Octane supply up, other fuels dip slightly

Govt to minimise impact on public: Adviser Zahed


FE REPORT | Published: April 08, 2026 23:53:50


Govt to minimise impact on public: Adviser Zahed


Adviser to the Prime Minister on Information and Broadcasting Zahed Ur Rahman has said that while octane supply has improved slightly, there has been a decline in other fuel supplies. However, the situation is not severe and remains under control.
Despite a heavy subsidy burden in the power and energy sector, the adviser said, the government is managing it to minimise the impact on the public.
Speaking at a press conference at the Press Information Department conference room at the Secretariat, he addressed public concerns triggered by long queues at filling stations and clarified that the disruption is limited.
Comparing March figures for 2025 and 2026, Rahman said diesel supply fell modestly from 396,098 metric tonnes to 363,512 metric tonnes, while petrol supply declined from 46,371 metric tonnes to 39,998 metric tonnes. Octane supply, however, rose slightly to 37,439 metric tonnes from 36,982 metric tonnes a year earlier.
"This indicates there is some supply-related pressure, but not a significant drop," he said, adding that a reduction of around 7,000 metric tonnes in petrol supply points to a manageable situation rather than a crisis.
Rahman pointed to panic buying and illegal hoarding as key reasons behind the perceived shortage. "There are indications that some individuals are stockpiling fuel for potential smuggling or selling at higher prices," he said, noting that increased storage in homes and border areas supports such concerns.
He added that public anxiety over possible future shortages has led many consumers to purchase and store fuel in excess, further straining supply distribution.
Highlighting the subsidy burden in the power and energy sector, the adviser said, "When we assumed office, there was already a subsidy burden exceeding Tk 45,000 crore, and it still continues.
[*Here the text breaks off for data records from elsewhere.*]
PR #148, opened 2017-10-27
introduce rhsm_hostname parameter

timogoebel:
This adds a parameter `rhsm_hostname` that allows overwriting the hostname that is configured into the client cert rpm.

### DIFF
--- a/manifests/init.pp
+++ b/manifests/init.pp
@@ -30,7 +30,9 @@
 #
 # $reverse_proxy_port::                 Reverse proxy listening port
 #
-# $rhsm_url::                           The URL that the RHSM API is rooted at
+# $rhsm_hostname::                      The hostname that the RHSM API is rooted at
+#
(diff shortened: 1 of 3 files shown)


manifests/init.pp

The government is increasing subsidies further to keep fuel prices stable.
"There is significant pressure from subsidies. The government is trying to manage it in a way that minimises the impact on the public, though some pressure will remain."
Despite rising global fuel prices, the government has decided not to increase domestic fuel prices for at least another month.
"We want to wait and observe. If the situation worsens, we may have to take tougher decisions. It is important to clearly communicate to the public why such decisions are taken and what outcomes we expect," he said.
Outstanding dues in the power sector also remain high, including Tk 20,272 crore owed to independent power producers (IPPs), Tk 2,904 crore to Adani Power, Tk 6,434 crore to joint ventures, Tk 10,045 crore to Petrobangla, and Tk 7,303 crore to state-owned power companies.
According to official data as of April 6, national fuel reserves remain stable, with 114,122 metric tonnes of diesel, 10,151 metric tonnes of octane, and 13,805 metric tonnes of petrol in stock.
Rahman reiterated that Bangladesh is not facing a severe fuel crisis and that the current situation remains manageable with adequate reserves and ongoing monitoring.
He added that enforcement drives have been strengthened to prevent hoarding and smuggling, while the government continues efforts to manage supply and minimise public inconveniences.
Providing data from recent enforcement drives, the adviser said that as of the morning of April 6, stockpiles included 114,122 metric tonnes of diesel, 10,151 metric tonnes of octane, and 13,805 metric tonnes of petrol.